# PFS 2000th post Giveaway



## AZ Stinger (Aug 30, 2012)

Hey guys, I just realized my posts are approaching 2000 so here`s the deal, when I hit 2000 I`m gonna giveaway one of my PFS in a drawing, if your interested let me know in this post and when I hit 2000 I`ll draw a winner...good luck


----------



## e~shot (Jun 3, 2010)

I' m IN


----------



## Aussie Allan In Thailand (Jan 28, 2013)

Hey Congrats, On nearing the 2000 mark.

Count me in please for the draw; although pity it not first in, best dressed, to win; dam.

Cheers Aussie Allan In Thailand


----------



## Aussie Allan In Thailand (Jan 28, 2013)

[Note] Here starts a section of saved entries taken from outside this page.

PR #396, opened 2018-04-06
Fix json-formatter 

Njuelle:
Force regenerate html in json formatter directives when update and append it


Njuelle:
Adding `--unsafe-perm` to npm install_deps script to fix phantomJS NPM failed download

PR #414, opened 2018-06-19
corrected grammar (ENG)

appacea:
## What does this PR do ?
Grammar corrections in English

Read changes


bower.json
```diff
@@ -1,5 +1,5 @@
 {
-  "name": "kuzzle-backoffice",
+  "name": "kuzzle admin console",
   "description": "A handy administrative console for Kuzzle.io",
```
etrousset: Why keep Kuzzle.io here, if we change it later?

package.json
```diff
@@ -1,7 +1,7 @@
 {
-  "name": "kuzzle-backoffice",
+  "name": "kuzzle-admin-console",
   "version": "2.1.5",
-  "description": "A handy administrative console for Kuzzle.io",
+  "description": "A handy administrative console for Kuzzle",
   "author": "The Kuzzle team <support@kuzzle.io>",
   "private": false,
   "bin": "./bin/kuzzle-backoffice",
```
etrousset: We should not forget to rename the binary also

appacea: yep. didn't want to touch the program part but I can do it if there's no impact

bower.json
appacea: good catch. ill change it.

Issue #408, opened 2018-05-31
Sometimes it's impossible to scroll


Tyki:
On the first loading of the backoffice, **_randomly_** it's impossible to scroll with a lot of indexes

## Expected Behavior

Be able to scroll

## Current Behavior

Impossible to scroll

## Possible Solution

Do a F5 and pray that the console is correctly initialized

## Steps to Reproduce

1. Create some indexes : `for i in {1..40}; do; curl -H "Content-Type: application/json" -X POST  "http://localhost:7512/test$i/_create"; sleep 0.1; done`
2. Login as anonymous to the admin console

## Context (Environment)

Using http://kuzzle-backoffice.netlify.com/#/data

On the first loading, the scrollbar is missing, making it impossible to scroll
![image](https://user-images.githubusercontent.com/2605688/40770167-31a753ca-64ba-11e8-9bed-350edf29cec4.png)

After a clear-cache & reload, the scrollbar is there
![image](https://user-images.githubusercontent.com/2605688/40770194-4287e9c0-64ba-11e8-9f34-9c9db73661ec.png)

Njuelle:
Hi!
I can't reproduce this bug on chrome and firefox.
After you cleared the cache, are you able to reproduce this bug?
If so, what are the steps to reproduce?

Thx

Tyki:
Well @Aschen was able to reproduce the issue when i wrote this ticket

Sometimes, I still have this issue. Not sure how to reproduce

Aschen:
I will show you @Njuelle

PR #426, opened 2018-08-08
408 fix scroll after login

Aschen:
## What does this PR do ?

After login, the `body` has the style `overflow: hidden` and it was impossible to scroll over large number of index.  

Fix: #408 

  - Step 1: create a lot of index `for i in {1..40}; do; curl -X POST "http://localhost:7512/test$i/_create"; sleep 0.1; done`
  - Step 2: Open the admin console and then logout
  - Step 3: Log as anonymous, you should be able to scroll over the index list

### DIFF
--- a/src/components/Login.vue
+++ b/src/components/Login.vue
@@ -61,6 +61,8 @@
     },
     methods: {
       onLogin () {
+        window.document.body.style.overflow = 'visible'
+        
         if (this.$store.getters.routeBeforeRedirect) {
           this.$router.push({name: this.$store.getters.routeBeforeRedirect})
         } else {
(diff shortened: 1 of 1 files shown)


src/components/Login.vue
```diff
@@ -61,6 +61,8 @@
     },
     methods: {
       onLogin () {
+        window.document.body.style.overflow = 'visible'
```
jenow: It would be better to do CSS in CSS file and not through javascript

Aschen: I totally agree but the overflow on the body is [manually set](https://github.com/kuzzleio/kuzzle-admin-console/blob/master/src/components/Materialize/Modal.vue#L60) to `hidden` when the modal is open.  
After login we push the index route in the router and the body overflow is never set to `visible` again.

Njuelle: Can you at least put a comment explaining why we're changing this css property here?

Piped at the post by seconds for the first reply.


----------



## ash (Apr 23, 2013)

I'm all up in your giveaway.

Congrats on your bimillenial contribution to this community


----------



## stej (Jan 16, 2013)

Count me in, please!


----------



## Arturito (Jan 10, 2013)

I am in ... thank you very much

Cheers

Arturo


----------



## jazz (May 15, 2012)

congratulations!

I will be honoured to be in!


----------



## PorkChopSling (Jan 17, 2013)

I am in, and congratulations!!


----------



## GHT (Jan 22, 2013)

congrats on reaching 2000 posts, count me in too please.


----------



## Viper010 (Apr 21, 2012)

congrats on makin 2grand bro! count me in too plz


----------



## kobe23 (Jun 28, 2010)

count me innn =D


----------



## FWV2 (Mar 10, 2013)

I'm in! need one of yourPFS for my collection

Fwv2


----------



## primitive power slingshot (Apr 5, 2013)

I'M IN THANKS


----------



## SlingDaddy (Sep 24, 2012)

Hi AZ. Congrats on nearing the 2000 mark! I wonder - how many of those are in the word association game thread? 

Anyhow, I'm in!


----------



## The Warrior (Jan 30, 2012)

I'm in. Thanks, appreciate the opportunity.


----------



## tradspirit (Jul 23, 2012)

I'm in and congrats on approaching your 2000th post!


----------



## BCLuxor (Aug 24, 2010)

Hey I'd love to be in Ray and gosh you post fast!


----------



## AaronMB (May 1, 2013)

Congrat's on your 2000 posts!

I look forward to when my knowledge base is sufficient enough that I can positively contribute here.


----------



## dgui (Jan 12, 2010)

*Now that's a Real Gift. *


----------



## Btoon84 (Nov 22, 2011)

Awesome AZ! Congrats on 2k  IM IN!


----------



## Mister Magpie (Apr 10, 2013)

congrats on upcoming 2000!

I would love to receive one of your beauties, so count me in too.

Darren


----------



## Mr.Teh (Feb 28, 2012)

I'm in too, Thank you for this Giveaway :thumbsup:


----------



## rockslinger (Nov 16, 2010)

I'm in.


----------



## SuperMonkeySlinger (Jan 28, 2013)

Im in AZ Stinger!! Your a very kind guy.

SMS


----------



## AlmightyOx (Mar 4, 2013)

Count me it buddy. Congratz on your upcoming 2000th post


----------



## beaverman (Dec 20, 2012)

cangrats. im in.


----------



## Harpman (Feb 27, 2013)

I'm in thanks


----------



## slingshothunter135 (May 3, 2013)

I am interested in this give away I love pickle forks


----------



## mrpaint (May 16, 2012)

Im in! I can't believe you are at almost 2k already, I remember when you joined here and I was at like 250.


----------



## jhinaz (Jan 16, 2013)

Count me in please. - John


----------



## Charles (Aug 26, 2010)

Don't put me in for the draw, but I do want to send congratulations on your 2000.

Cheers .... Charles


----------



## AZ Stinger (Aug 30, 2012)

Thanks Charles, way too much time here, lol


----------



## Imperial (Feb 9, 2011)

im in, but only because i never win these giveaways. so congrats to your upcoming 2K and congrats to the future winner.


----------



## melvin (Jan 11, 2011)

I'm in,beginning to really like those PFS.

Melvin


----------



## HerecomestheBOOM (May 9, 2013)

If you don't mind newbies then I'd love to be in too!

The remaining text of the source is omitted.